As the aquatics industry becomes more aware of the harmful effects of disinfection byproducts (DBPs), concern for the safety of swimmers and pool staff is increasing.
What are disinfection byproducts?
The chemical reaction between chlorine and organic and/or nitrogenous matter that is naturally present in the pool or introduced by bathers produces disinfection byproducts. Also known as combined chlorine, DBPs can be broken into numerous categories, and the main DBPs include chloramines, trihalomethanes (THM), and haloacetic acids (HAA).
Chloramines, specifically trichloramines, are known to cause respiratory and eye irritation. Many studies have also concluded that chloramines can lead to allergies and asthma in young people. THMs and HAAs are proven carcinogens and studies indicate a link to bladder cancer.
In the United States the Model Aquatic Health Code recommends keeping the combined chlorine below 0.4 ppm for pools and spas, but it is up to each state’s health department to determine the maximum acceptable combined chlorine level that they want to enforce. Furthermore, many states including New York and Texas do not enforce a maximum combined chlorine level.
Study investigates DBPs in pool environment and staff
Last October, the Institut de recherche Robert-Sauvé en Santé et en Sécurité du Travail (IRSST) released a study detailing pool workers’ exposure to DBPs at indoor pools in Québec. The goal of the study was twofold; to measure and model the levels of DBP contamination in both the pool environment (in the water and the air) and the workers’ exposure level (within the workers’ urine and exhaled air).
The main results of the study found of the 41 indoor pools investigated, the DBP concentrations were particularly high, and varied based on the bather load and size of the pool. The staff from eight of these pools (consisting of 35 subjects) had high baseline DBP concentrations present in their bodies before coming to work and even higher concentrations of DBPs after a normal shift.
Due to the known risks associated with DBP exposure, the study recommended preventative measures to minimize DBP exposure in aquatics staff. Reducing the formation of DBPs or facilitating their elimination are both viable ways to accomplish this
Why Clear Comfort?
Until recently, facilities could decrease bather load, shock the pool, or dilute the pool with fresh water to reduce DBP levels. A better HVAC system could reduce airborne DBPs. However, these solutions are expensive and don’t solve the true cause of disinfection byproduct formation.
Now advanced oxidation, specifically Clear Comfort, is combating the true culprit, DBP formation.
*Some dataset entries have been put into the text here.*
PR #122, opened 2016-07-22
Revert to evaluating laser frequency with max

RemiLehe:
When testing the new `get_main_frequency` (with method=`fit`), I encountered several problems. As @soerenjalas already warned, the fit is not very robust. In some cases, I found that it returned negative frequencies... This is quite inconvenient, especially as this function is called e.g. in `get_a0`.

I propose that we keep the `fit` method (as it is also quite convenient in some cases, as shown by @soerenjalas in his pull request), but that the default is to use `max`, which is more robust.


soerenjalas:
Okay, thanks for pointing that out.

PR #127, opened 2016-10-20
Perform tests within a conda environment

RemiLehe:
This PR modifies the Travis CI so that they run in a conda environment.

The main motivation is to ensure that the python which is used to run the test is indeed the intended python (i.e. python 2.7 and python 3.5 respectively, for the two set of tests that we run)


ax3l:
looks good to me!

PR #170, opened 2017-10-11
Adapt envelope calculation for 2D arrays

RemiLehe:
@dpgrote recently pointed out to me that the result of `get_laser_envelope` sometimes looked weird in 2D, with sharp horizontal lines, as in the example below:
cut

Upon further investigation, he found that this is because the calculation of the central frequency (around which filtering is performed in order to get the envelope) is performed independently for each horizontal line. Thus, each horizontal line is potentially filtered differently.

This pull request solves this problem by calculating the central frequency only once, for the whole 2D array. This is done by generalizing the function `_fft_filter` so that it can accept both 1D arrays and 2D arrays as input (instead of only 1D arrays before).

Here is the same image with the code from this PR:
uncut

### DIFF
--- a/opmd_viewer/addons/pic/lpa_diagnostics.py
+++ b/opmd_viewer/addons/pic/lpa_diagnostics.py
@@ -430,17 +430,16 @@ class LpaDiagnostics( OpenPMDTimeSeries ):
                                 coord=pol, theta=theta, m=m,
                                 slicing_dir=slicing_dir )
         info = field[1]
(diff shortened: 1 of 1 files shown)


RemiLehe:
By the way, many thanks to @dpgrote for identifying and reporting this issue!!

soerenjalas:
I don't use the 2d envelope a lot. Thanks for pointing out and fixing the problem!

Independent research has proven that Clear Comfort minimizes the formation of DBPs in a case study at a YMCA. In the study, Clear Comfort reduced the HAAs by 91.5 percent, the THMs by 84.8 percent, and the chloroform (a known carcinogen) by 68.9 percent.
The advanced oxidation process prevents DBPs from forming because the highly oxidative, short lived hydroxyl radicals quickly oxidize contaminants in the water. This minimizes the necessary level of chlorine that is required to combat the organic loading which in turn decreases the amount of DBPs that are produced. By minimizing DPBs, Clear Comfort keeps pool staff and patrons healthy. Clear Comfort also helps to minimize the nasty chlorine smell in the pool area that is associated with DPBs.